Financial Mail: COMPANIES: Cash Crisis, What Cash Crisis? Says Confident Branson
The Mail on Sunday (United Kingdom); Oct 14, 2001
BY LISA BUCKINGHAM

WHEN Sir Richard Branson arrived at Singapore's Changi airport last Wednesday, it should have been the start of a flag-waving trip to launch his new mobile phones venture.

But within 48 hours, mobiles were scarcely being mentioned. The focus was firmly on Branson's Virgin Atlantic, its finances and the airline's crucial ties with Singapore Airlines (SIA).

It is no secret to executives at SIA that the relationship between Branson and their chief executive, Dr Cheong Choong Kong, has been less than warm.

The Singaporean carrier is still smarting from being persuaded to pay Pounds 600 million for a 49 per cent stake in Virgin Atlantic in 1999, a stake now worth just Pounds 23 million.
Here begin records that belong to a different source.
PR #434, opened 2021-01-11
HIP,CUDA: Don't emit warning if hip/cudaErrorNoDevice encountered during startup

illuhad:
Currently, if hipSYCL is compiled with HIP/CUDA support but no devices are detected, at startup a warning is emitted.

This removes this warning since not having HIP/CUDA devices is a valid configuration - just because the hipSYCL runtime is built with HIP/CUDA support, this does not necessarily mean that there's something wrong if no such devices are present in the target machine.

### DIFF
--- a/src/runtime/cuda/cuda_hardware_manager.cpp
+++ b/src/runtime/cuda/cuda_hardware_manager.cpp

SIA's operations people are said to be increasingly frustrated that it has taken so long to reap the expected rewards of linking with the high-profile British carrier.

Sharing facilities on flights, shared lounges and joint booking facilities - all seem to be happening remarkably slowly.

And the latest indignity has been that the fierce pricing tactics of Branson's low-cost Australian airline, Virgin Blue, helped bring about the collapse of Ansett Airlines and forced the renationalisation of its parent Air New Zealand - in which SIA had a 25 per cent stake.

The result? SIA lost almost all its initial Pounds 160 million investment in Australasia.

And this has weakened the company's famously strong balance sheet.

Yet when Branson went to meet Cheong on Friday, SIA executives fully expected that the Virgin boss would be pleading for cash.

SIA's finance chiefs have been poring over Virgin Atlantic's figures since September 11. Their work was given new urgency by research published days before Branson's arrival by Kevin O'Connor, Deutsche Bank's highly-rated Asia Pacific aviation analyst.

It stated baldly: 'We estimate that Virgin Atlantic requires a capital injection of at least Pounds 150 million.' Yet after his meeting with Cheong, Branson emerged saying he needed no money, and had asked for none.

Branson is renowned for optimism and financial near-misses.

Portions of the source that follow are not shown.